*** Opening SUPPLIED RECORDS ***

PR #38468, opened 2024-08-04
Fix buggy doc diff script

kwankyu:
Still after #38425, the script generating CHANGES.html needs improvement.

(1) Fixes #38467 

test: https://github.com/kwankyu/sage/actions/runs/10257146932/job/28377629063?pr=63
test:  https://doc-pr-63--sagemath-test.netlify.app/changes

(2) As seen in https://doc-pr-38339--sagemath.netlify.app/changes (hunk 1), the anchor may be planted in a line very far from where the diff is.

test: https://doc-pr-65--sagemath-test.netlify.app/changes  (hunk 1)

(3) As seen in https://github.com/sagemath/sage/actions/runs/10235554395/job/28316513988?pr=38449, the script may fail (and hence doc build github workflow as well) by a bug (I failed to consider that git diff counts lines from 1).

test: https://github.com/kwankyu/sage/actions/runs/10257125674/job/28377566493?pr=64
test: https://doc-pr-64--sagemath-test.netlify.app/changes (warning: slow loading)

### :memo: Checklist

- [x] The title is concise and informative.
- [x] The description explains in detail what this PR is about.
- [x] I have linked a relevant issue or discussion.
- [x] I have created tests covering the changes.
- [ ] I have updated the documentation and checked the documentation preview.

PR #37614, opened 2024-03-15
Style AUTHORS, INPUT, OUTPUT, EXAMPLES, etc.

kwankyu:
To make them look better.

Sample pages: 

- https://deploy-preview-37614--sagemath.netlify.app/html/en/reference/probability/sage/probability/probability_distribution

- https://deploy-preview-37614--sagemath.netlify.app/html/en/reference/structure/sage/structure/formal_sum.html#formal-sums

### :memo: Checklist

- [x] The title is concise and informative.
- [x] The description explains in detail what this PR is about.
- [ ] I have linked a relevant issue or discussion.
- [ ] I have created tests covering the changes.
- [ ] I have updated the documentation accordingly.

PR #38568, opened 2024-08-27
Right align sage/python tabs and alter vertical spacing

### LINKED ISSUE #37760: HTML documentation: Right-align Sage / Python inline tabs, use vertical kerning
Screenshot 2024-04-06 at 1 19 37 PM
----->
Screenshot 2024-04-06 at 1 19 37 PM

thecaligarmo:
Fixes #37760 

The css will push the tabs all the way to the right and alter the vertical spacing so that they are more "in-line".  The vertical spacing causes some issues as sometimes the text from the previous line will run into the tabs. To fix this, the previous line now has a `max-width` of `80%` so that they won't overlap.  This also makes it so that the `EXAMPLES:` line is on the same line as tabs. (As far as I could tell, there was no way to distinguish the `EXAMPLES:` text from other text).

A good page to see the changes is on:
`en/reference/rings_standard/sage/rings/integer_ring.html`
as it contains various different formats for sage/python examples.

### :memo: Checklist

### :hourglass: Dependencies

- Depends on #38468 (merged here)


mantepse:
Here is an alternative suggestion (I don't know anything about web programming and only little about user interfaces, so feel free to ignore).

Many web pages have a global language switch, often indicated by a flag of the corresponding country, in the top right (https://ux.stackexchange.com/questions/15041/placement-of-a-change-language-button)

Since the code shown is also globally changed, maybe this would be a good approach.

mkoeppe:
> Many web pages have a global language switch, often indicated by a flag of the corresponding country, in the top right

Well I thought about this idea when I made the original design, but there are several reasons why I decided to use tabs. The main one:
- Because the preparser is run to create the pure Python examples, they are often not very readable. So even people who want to copy-paste pure Python examples into a terminal or notebook may actually want to read the original Sage example and then switch the tab just to copy-paste.

mkoeppe:
> This also makes it so that the `EXAMPLES:` line is on the same line as tabs. (As far as I could tell, there was no way to distinguish the `EXAMPLES:` text from other text).

I think @kwankyu's #37614 could be adapted for this

mkoeppe:
I recommend to merge #38468 so that the "Build documentation" workflow runs through

thecaligarmo:
I've merged #38468  as requested. I've also adapted #37614 in order to add a little bit of space below `EXAMPLE` texts.

mkoeppe:
Beautiful. Thanks @thecaligarmo for working on this!

Note that in https://doc-release--sagemath.netlify.app/html/en/reference/tensor_free_modules/sage/tensor/modules/finite_rank_free_module we use a third tab "Sage Live", so more space will be needed

thecaligarmo:
Ok, so I changed a little bit how it works so that we can do variable widths depending on how many tabs there are. It should make it so it looks nice regardless of number of tabs.

kwankyu:
Screen Shot 2024-08-28 at 12 20 14 PM

As seen above, I am not sure if this improves the situation. For the three tabs, the tab labels will occupy even more space to the right. i doubt that moving tab labels to the right would only improve the situation. It creates other problem. 

What do we want to solve? Perhaps we want to move the tab labels completely out of sight. If not completely, then we may just shrink the spaces that the tab labels occupy. Or there may be other imaginative solutions. I am not sure what would be the best solution at the moment...

thecaligarmo:
I think, personally, I would generally prefer the tabs on the left. By putting it to the right it obfuscates it a little and it's harder to know they're tabs to begin with. The documentation is a little bulkier with the tabs on the left, but it makes it nicer from a UX perspective.

We can shrink the gap between the tabs and the previous sentence to make it a little smaller, but I don't think it's that big of an issue? 

An alternative design would be to put the tabs completely to the left of the code boxes. The problem with that would be that we have less room for the code boxes. This *theoretically* shouldn't be an issue as code length should be less than 80 chars, but that's not always the case.

kwankyu:
> ... If not completely, then we may just shrink the spaces that the tab labels occupy (without the "kerning"). 

Screen Shot 2024-08-28 at 1 13 11 PM

kwankyu:
> I think, personally, I would generally prefer the tabs on the left. By putting it to the right it obfuscates it a little and it's harder to know they're tabs to begin with. The documentation is a little bulkier with the tabs on the left, but it makes it nicer from a UX perspective.

I add that psychologically we don't skip the tab labels on the right, we tend to look at them, scanning all the way to the right.

mkoeppe:
> I add that psychologically we don't skip the tab labels on the right, we tend to look at them, scanning all the way to the right.

I think adding a bit of vertical spacing above the tabs might eliminate this effect.

kwankyu:
> I also prefer the tabs on the left. I don't see much difference with the spacing tweaks to the labels.

How about dimming the labels. No difference?

thecaligarmo:
> > ... If not completely, then we may just shrink the spaces that the tab labels occupy (without the "kerning"). 
> 
> Screen Shot 2024-08-28 at 1 13 11 PM
> 
> or even
> 
> 
> Screen Shot 2024-08-28 at 1 15 53 PM
> 

These look good. I can try and add this tomorrow when I wake up. I'll also put it back on the left unless we're set on it being put on the right?

kwankyu:
Good for me. Thanks.

kwankyu:
Yes, in isolation. But we see too many of them. I prefer just highlighting the underline (bottom border line).

We many choose one if the author, hopefully, prepares a few design candidates :-)

thecaligarmo:
Since all of you are using the light version, Here's what it will look like in the dark version.

With Sage being highlighted as well:
image

With Sage *not* being highlighted:
image

Personally, The I like it with the highlighting. Otherwise, the visual cue that `Sage` is the current tab is way to small and very easy to miss.

In the branch I'm pushing I have the *highlighted* version. If it looks good, let me know and I'll clean up the code and upload a final version (Currently I've commented out some things just in case we decide to go backwards. So I'll need to clean-up the code a little)

kwankyu:
How about these choices?

(AL) The tabs are on the left; the label and the border bottom of the current tab are highlighted 

(BL) The tabs are on the left; only the border bottom of the current tab is highlighted

(AR) The tabs are on the right; the label and the border bottom of the current tab are highlighted 

(BR) The tabs are on the right; only the border bottom of the current tab is highlighted

(ARK) The tabs are on the right and there is a vertical kerning; the label and the border bottom of the current tab are highlighted 

(BRK) The tabs are on the right and there is a vertical kerning; only the border bottom of the current tab is highlighted

kwankyu:
+1 to (BL)

May I call others from sage-devel?

thecaligarmo:
Yeah, feel free to call others.  

+1 to (AL)

GMS103:
(AL) +1

mkoeppe:
(BRK) > (ARK) > (BL) > (AL) >> status quo

roed314:
(AL) +1

kwankyu:
> ... the visual cue that `Sage` is the current tab is way to small and very easy to miss.

To promote (BL), let me emphasize that the necessity of the visual cue is small because the displayed examples in the current tab are strong visual cue. Note that the whole point of this PR is to move the tab labels out of sight as much as possible.

kwankyu:
Sphinx Tabs has this style:
Screenshot 2024-08-29 at 7 53 48 AM

Could we have a sample in this style (with no label highllighting)? Then we may remove all highlighting while keeping enough visual cue.

thecaligarmo:
Here's some additional samples with different options. 
We can keep (AL) and (BL) as before, I'll add options for these (AndrewMathas, your AL' I've changed to DL to keep the notation a little simpler so we don't need more primes)

(CL) Boldened (900), grey color  - I had to decrease the bolding of Sage Live / Python (500) to see the bolding
image

(DL) Tab with highlighting, but no line underneath:
image

(AT) Tab with border around (all blue):
image

(BT) Tab with border around (tab blue):
image

(CT) Tab with border around (tab gray)
image

(DT) Tabs with border around (all gray)
image

kwankyu:
Thanks!

(DT) > (BL)

kwankyu:
For easy counting, only single choice or multiple choices please (no preferences order)

mkoeppe:
I think all T choices are a mismatch with the furo style, which uses no such elements anywhere

kwankyu:
@GMS103 @mkoeppe @roed314 @thecaligarmo Would you vote again as we have more choices now? Multiple choices may help, I think.

roed314:
I'm still in favor of (AL).  I like Sage highlighted in blue, prefer the cleaner lines without the tabs, and think that the underline adds a bit.  If I had to choose a second option, it would be (DL).

mkoeppe:
(BL), (AL)

GMS103:
(AL, (BL), (DL)

kwankyu:
The tally of votes up to now:

(AL): @GMS103, @mkoeppe, @thecaligarmo, @roed314
(BL): @GMS103, @mkoeppe, @kwankyu
(DL): @GMS103, @roed314
(BT): @AndrewMathas 
(CT): @AndrewMathas 
(DT): @kwankyu
(CL): @kwankyu

kwankyu:
By the current tally, the winner is (AL). 

I will set positive review tomorrow if there is no more votes.

mkoeppe (approved):

kwankyu (approved):

kwankyu:
Thanks for the work!

AndrewMathas (approved):
Looks good to me.

thecaligarmo:
Sounds good. I'll update the code to reflect the chosen design and push when it's ready (hopefully in the next day or two). I'll update the ticket when the design is updated

kwankyu:
I thought the PR branch is already for (AL). No?

thecaligarmo:
> I thought the PR branch is already for (AL). No?

No, it's currently still on the right hand side. I stopped editing it while we were voting on it. It shouldn't take to long to do, but I'm away from my computer until Thursday night/Friday, so it should be finished by the end of this week.

kwankyu:
The doc preview shows the tabs on the left...

thecaligarmo:
Yes. For the previews I made local changes that didn't affect the branch itself. This was done because there were many options and it didn't seem viable (and would be a waste of time) to make a commit for every single option. So none of those are in the branch.

kwankyu:
I meant https://github.com/sagemath/sage/pull/38568#issuecomment-2313374714. 

Anyway, take your time.

thecaligarmo:
@kwankyu  Ah ok! I had missed my comment that I had actually updated my branch to include (AL), so I was wrong. Sorry about that. The thing that I hadn't finished doing was cleaning up the code of unnecessary things. I've gone ahead and done that and it should now be ready.

src/sage_docbuild/conf.py
```diff
@@ -1038,7 +1047,11 @@ def apply(self):
                         content = Container("", is_div=True, classes=["tab-content"])
                         content += cell_node
                         container += content
-                        parent.insert(index + 1, container)
+                        parent.insert(index, container)
+                        index += 1
+                        if isinstance(prev_node, nodes.paragraph):
+                            prev_node['classes'].append('with-sage-live-tab')
+
```
kwankyu, line 1055: there is an extra blank line inserted at L1054.

kwankyu:
Otherwise lgtm.

src/sage_docbuild/conf.py
thecaligarmo: Pushed a fix. Sorry I missed that.

kwankyu: Thanks.

Don't be sorry. We all make mistakes. One reason why we have the reviewer system.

*** Closing SUPPLIED RECORDS ***

In the listing, find each line with the string "gray" and copy it.

(CT) Tab with border around (tab gray)
(DT) Tabs with border around (all gray)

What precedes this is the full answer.